The initial plan of exploration, or POE, for the SBU represents the working interest owners' current thoughts regarding exploration activities and is based upon the analysis of existing geologic, geophysical and engineering data. As additional information is collected and exploration activities are completed, the POE may be modified to optimize exploitation of identified resources within the unit area. Annual updates and progress reports will be filed with the division.

The Smith Bay unit owners intend to drill and test an appraisal well where commercial flow rates of light oil can be achieved. Because of logistical and time limitations, a location close to shore, in shallow water and in the vicinity of CT-1 where oil saturated lower Torok reservoirs are known to exist, is considered as the best option. The following provisional CT-3 evaluation and well testing plan, is as follows:

Surface location of CT-3: Tl7N-R09W-Umiat Meridian-Alaska, Section 16: 2,459' FNL, 3,750' FEL.

--Drill a pilot hole to approximately 7,500 feet to TD in the HRZ.

--The base plan would be to then drill and complete a 2,200-foot lateral in the Torok reservoir of choice.
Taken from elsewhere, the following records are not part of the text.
PR #75, opened 2018-10-29
Made fuction `while_mouse_button_pressed` a template.

MKadaner:
See if it makes sense to merge. The optimization is certainly marginal. The parameter to `while_mouse_button_pressed` is always a lambda. Passing it as a template parameter instead of `std::function` should slightly improve performance by avoiding virtual function call.


alabuzhev:
Templates are definitely faster.
The question is [how much faster](http://coliru.stacked-crooked.com/a/006ab7dc103c540a) and is it worth polluting the header with datetime and winapi stuff.

MKadaner:
Well, I was probably carried away with perf optimization. I currently work on a project where we do count microseconds because they are added up when repeated 10^12 times. On the other hand, here, when the main loop actively waits, this petty improvement is simply ridiculous.

As for polluting the headers, it may not be so bad, but would require a major refactoring in the direction of having virtually all the code in the headers. This approach has its own benefits, but again likely not worth it in Far project.

I am abandoning the pull request and retiring to my main occupation: help translation. :)

PR #79, opened 2018-12-09
add catalog_user.xml in msi

ctapmex:
В новой версии схем colorer появился обязательный файл catalog_user.xml.  Добавляем его в инсталятор.

### DIFF
--- a/misc/msi-installer/features.wxs
+++ b/misc/msi-installer/features.wxs
@@ -424,6 +424,7 @@
               <ComponentRef Id="catalog_console.xml" />
               <ComponentRef Id="catalog_rgb.xml" />
               <ComponentRef Id="catalog_text.xml" />
+              <ComponentRef Id="catalog_user.xml" />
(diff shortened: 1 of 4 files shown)


yegor-mialyk:
Hi guys,

I do not think that adding **catalog_user.xml** in to the installer was the right approach. This config was created to separate user settings from global settings in order not to be overwritten during installation.

Now it is not the case and you lose your settings after the update.

Thanks,
Yegor

ctapmex:
https://github.com/colorer/Colorer-schemes/issues/70

AnrDaemon:
Then supply a very specific instructions on how to setup the `User's file of color styles…`.
I've had to, basically, use a trial and error approach to get it working.

ctapmex:
I started describing the work with the catalog [here](https://github.com/colorer/Colorer-library/tree/master/docs), I will add it to the plugin.

PR #81, opened 2018-12-18
Added Polish translation into installer.

BestiaPL:
New file - polish translation.


alabuzhev:
I'll merge this PR because having that file there won't break anything.
However, someone will need to update makefile to make it work.

PR #103, opened 2019-05-20
Partially translated into Polish

BestiaPL:


alabuzhev:
This won't work.
Arclite generates lng files from msg files.
Please have a look at [plugins/arclite/en.msg](https://github.com/FarGroup/FarManager/blob/master/plugins/arclite/en.msg).

pl.msg should be in the same format.

alabuzhev:
Ok, I've created pl.msg myself.
Please translate that file in future.

PR #104, opened 2019-05-20
Changed to UTF

BestiaPL:


alabuzhev:
Merged, but could you please put multiple file onto one PR in future please? Thanks.

PR #108, opened 2019-05-20
Started translation help file into Polish

BestiaPL:


alabuzhev:
I see you've started translating FarPol.hlf.**m4** in #119 (which is the proper way to do that), shall we close this one?

PR #157, opened 2019-07-05
Allow reusing the original title via %Default in -title

lunakid:
Hello there,

As discussed at https://forum.farmanager.com/viewtopic.php?f=54&t=11685, this change allows 
reusing the default "smart" FAR title in user-customized titles (e.g. when I launch FAR as a shell for
a dev. env., now I can do `far "-title:VC2019 - %default"` to both have a clear indication of which FAR
window that is, and also enjoy the usual dynamic title updates of FAR).

*Notes:*

* I've reused the technique seen in `FileEditor::ShowConsoleTitle()`, that's where the %... syntax comes from. This way I could avoid inventing or introducing anything new for this small feature.

* I originally thought of using `%Title` for the placeholder, but that was not as clear as I'd like it. Another advantage of `%Default` is that it could then be also reused for future cmd-line args (or anywhere else, for that matter) the same way, if needed.

Cheers,
Sz.


alabuzhev:
Thanks, merged.
Would you like to be mentioned in [CONTRIBUTORS](https://github.com/FarGroup/FarManager/blob/master/CONTRIBUTORS.md) file? If so, how?

lunakid:
Great, thank you!
You could add me as Szabolcs Szász.
(I'd like to contribute more in the future, and adding me now might help/prod me a bit to actually do so. :) )
Thx, cheers!

PR #162, opened 2019-08-12
Translated several far:config help pages into English.

MKadaner:


far/FarEng.hlf.m4
```diff
@@ -5485,67 +5487,69 @@ list.
...
 $ #far:config Help.ActivateURL#
- Параметр позволяет управлять активацией URL ссылок в HLF-файлах:
+ This parameter controls activation of URL links in HLF-files:
 
- 0 - отключить активацию.
- 1 - активация включена.
- 2 - активация включена, но выдавать предупреждающее сообщение.
+ 0 – Activation is disabled.
+ 1 - Activation is enabled.
+ 2 - ^<wrap>Activation is enabled; warning dialog is displayed.
```
alabuzhev: - 'Activation' sounds weird in this context. Maybe 'opening' (and 'активация' - 'открытие')?

- It's better to put <^wrap> in the 1st line, even if it's needed only in the 3rd (same for the other hlf).
- The first line uses an en dash (`–`), while other use a hyphen (`-`). Can it be consistent please?

far/FarRus.hlf.m4
```diff
@@ -5573,65 +5575,69 @@ $ #far:config Codepages.NoAutoDetectCP#
...
 
  Номера битов:
- 0 - Панели.
- 1 - Редактор.
- 2 - Внутренняя программа просмотра.
- 3 - Окно подсказки.
- 4 - Диалоги.
+ 0 – Панели;
+ 1 – Редактор;
+ 2 - Программа просмотра;
```
alabuzhev: Ditto, can it be consistent please?

MKadaner: Argh! Replaced all en dashes with hyphens. I did not mean it. MS Word autocorrect. :( I'll be more careful in the future.

far/FarEng.hlf.m4
MKadaner: I think "activation" came from some formal specs around Windows. To me it also sounds strange, always has. On the other hand, given that parameter is called `Help.ActivateURL`, I think we should keep this word somewhere. I reworded both languages. Please see if you like them better.

Addressed the other two bullets.

MKadaner:
> Could you please copy-paste updated parts of FarEng.hlf.m4 into FarHun.hlf.m4 and FarPol.hlf.m4?
Done.

Should I do it always?

alabuzhev:
> Done. Should I do it always?

Thanks. Yes please, if it's not too difficult.

Issue #948, opened 2025-05-07
Build 6473 (fixed columns in Find All menu) broke format of menu item


MKadaner:
### Far Manager version

3.0.6473.0

### OS version

N/A

### Other software

See [Ошибки при получении текста пункта МЕНЮ в результате "Искать все"](https://forum.farmanager.com/viewtopic.php?t=13636) on Far Manager Forum.

### Steps to reproduce

See script from [Синхронизация редактора с результатами поиска (Show All)](https://forum.farmanager.com/viewtopic.php?t=11977).

### Expected behavior

Line and column number can be parsed from the retrieved menu item string using the regex.

### Actual behavior

Parsing is broken.

MKadaner:
@alabuzhev, please assign this issue to me.

MKadaner:
Fixed in 6548.

PR #952, opened 2025-05-09
gh-948: Fixed format of Find All menu item

MKadaner:
## Summary
The format was modified in 6473 and this change broke some macros, see [Ошибки при получении текста пункта МЕНЮ в результате "Искать все"](https://forum.farmanager.com/viewtopic.php?t=13636).

Starting from this version, the item can be parsed with Lua regex `"^%s*(%d+)%s*%D%s*(%d+)%D"`, which also works for the versions before 6473.

## References
- gh-948

## Checklist


alabuzhev:
image

Why `  4│10│         <setting...` on the screen, but `4:    10│        <setting...` in GetValue?
It should either be the same as shown (if we consider columns to be part of the item) or just `        <setting...` (if we ignore them).
"*Suddenly a wild colon appears*" can be confusing, especially to new users, not burdened with historic baggage.

> which also works for the versions before 6473

Why do we care? All menus and dialogs are subject to change without any notice, we never promised any compatibility here.

MKadaner:
> All menus and dialogs are subject to change without any notice, we never promised any compatibility here.

I like this statement. And it looks like the author of the affected macro managed to solve the problem. So, I will drop this PR.

> It should either be the same as shown (if we consider columns to be part of the item) or just `        <setting...` (if we ignore them).

With the existing implementation, it is neither. What I did is somewhat of a hack. I do not exactly like it, but I consider it a step in the right direction, which is the latter of your alternatives. I have an idea, which I am going to implement in due course.

The contents of the fixed columns should be obtained from a callback to the menu owner (with trivial default for all menus but Find All). Then the row/column is not part of the item anymore. (We will need to expose them to Lua directly, otherwise the unfortunate macro is broken for good.)

The next step after this one is to avoid copying the Editor line into menu item. The item text also can be obtained from the owner on the fly.

In fact, the last two nights I tried to decouple `Item.Name` from the string returned to the API, and generate the latter on demand, but it proved to be way too involved.

PR #966, opened 2025-06-07
bugfix: fix handling of special symbols from user input dialog

michaellukashov:
Special symbols from user input dialog not handled properly.

how to reproduce:
  create menu item with user input dialog:
git !?$GitCommand$Command:?! !?$GitCommandAddOptions$Parameters? ! !?$GitCommandAddOptions2$&2 Additional options?!

call this menu item, enter input string with special symbols, for example: checkout !&

resulting string is: git checkout !&

This patch fixes it.


alabuzhev:
The current behavior is intentional, for obvious reasons.
If we start expanding special symbols in _user inputs_, the users will have to manually escape every `!` there, or funny things will happen.

michaellukashov:
> The current behavior is intentional, for obvious reasons. If we start expanding special symbols in _user inputs_, the users will have to manually escape every `!` there, or funny things will happen.

No. With this patch, `diff !&` expands to e.g. `git diff "panel.cpp" "infolist.cpp"`
Without this patch `diff !&` is executed as is:
```
git.cmd diff !&
fatal: ambiguous argument '!': unknown revision or path not in the working tree.
Use '--' to separate paths from revisions, like this:
'git <command> [<revision>...] -- [<file>...]'
```

alabuzhev:
> With this patch, diff !& expands

Exactly, but not _only_ `!&`.

Guess what will happen when you paste names like `Wham! - Last Christmas.mp3` or `S01E04 - M. Night Shaym-Aliens!.mkv` or `Readme!.txt` into the input box.

michaellukashov:
> Guess what will happen when you paste names like `Wham! - Last Christmas.mp3` or `S01E04 - M. Night Shaym-Aliens!.mkv` or `Readme!.txt` into the input box.

ok. created file Readme!.txt, selected it, called menu item: `git diff !&`
```
git diff "Readme!.txt" "panel.cpp" "infolist.cpp"
```
It works as intended, nothing wrong is happened.

alabuzhev:
Good to know, but it's not what I asked.

alabuzhev:
Just in case if it's still not obvious what is wrong with this approach:
1. Extract [gh-966.zip](https://github.com/user-attachments/files/22567107/gh-966.zip) somewhere.
2. Put the cursor on `_readme!.txt`
3. F2, Enter, Enter

I'm not against expanding special symbols in user inputs in principle, but we cannot break the processing of random files that just happen to have `!` somewhere in the name.
Yes, perhaps picking `!` for `Long file name without extension` was a horrible design mistake in the first place, but that ship has sailed.
It has to be either some new, non-conflicting syntax or opt-in, e.g. a checkbox "Expand special symbols" in the dialog or something.

PR #980, opened 2025-07-12
minor fixups for history

vyache76:
## Summary
avoid adding to history if  `cmd' starts with space

 
## Checklist

### DIFF
--- a/far/cmdline.cpp
+++ b/far/cmdline.cpp
@@ -490,7 +490,7 @@ bool CommandLine::ProcessKey(const Manager::Key& Key)
 			{
 				ActivePanel->SetCurPath();
 
-				if (!(Global->Opt->ExcludeCmdHistory&EXCLUDECMDHISTORY_NOTCMDLINE))
+				if (strStr.at(0) != TEXT(' ') && !(Global->Opt->ExcludeCmdHistory&EXCLUDECMDHISTORY_NOTCMDLINE))
 					Global->CtrlObject->CmdHistory->AddToHistory(strStr, HR_DEFAULT, nullptr, {}, m_CurDir);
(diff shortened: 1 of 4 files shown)


vyache76:
Should I close this request or what...?

yegor-mialyk:
It is likely one of the following reasons:

- Nobody needs this
- This can be achieved using a macro

vyache76:
**ok**, [but inserting `space` is easier than disabling history or if you forgot then use `vacuum`], anyway 'histview' needs some (cosmetic) fixes, most things have already been fixed (less than six years have passed)

yegor-mialyk:
Here is a simple straightforward macro that does the job.

```lua
Macro {
  description = "Do not add a command to history if it starts with a space";
  area = "Shell";
  key = "Enter";
  flags = "NotEmptyCommandLine";
  
  condition = function()
    local cmd = panel.GetCmdLine()
    return cmd:len() >= 2 and cmd:sub(1, 1) == " ";
  end;

  action = function()
    Keys("Enter AltF8 ShiftDel Esc")
  end;
}
```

--ST-1 to be drilled to a TD of 7,124 feet MD (5,363 feet TVD.

--The well would be fracture stimulated with four mechanical diversion stages.

--Each stage would consist of 200 Klbs., of 20/40 CarboLite at 8 PPA max concentration.

--Kick off with nitrogen lift and coiled tubing assist.

--Estimated flow rates of 2,000 to 3,000 barrels per day.

--Fluid storage estimates on site requires 10,000 barrels.

--A flow period of five days (zero water cut after 48 hours) plus five days of PBU.

--Fluid injection down annulus.

--Well to be plugged and abandoned and all equipment de-mobbed off the ice.

In addition to the test data, the collection of additional reservoir information is a prime objective:

--Collect RSWC samples through the key reservoir intervals.

--Obtain quality log data to be able to calculate a log derived Kh.

--Gather PVT quality fluid data and formation evaluation via production test.

--Calculate PTA derived Kh.

--Compare fluids recovered to previous fluid extract results.

--Determine formation GOR.

The SBU working interest owners have acquired from third parties 3D seismic and 2D seismic over the unit area. Following the drilling of the CT-3 appraisal well in the 2025-26 winter drilling season, the working interest owners will evaluate and consider the reprocessing of certain seismic data to improve their understanding of the prospective reservoir characteristics and parameters.

Best solution

The SBU approval, which was signed by division Director Derek Nottingham, said that "the remote location of the SBU, combined with the difficulty mobilizing equipment to the area, supports unitization. If the application was denied, the leases in the SBU area would likely expire, and it is possible no party would be interested in leasing the area in the future."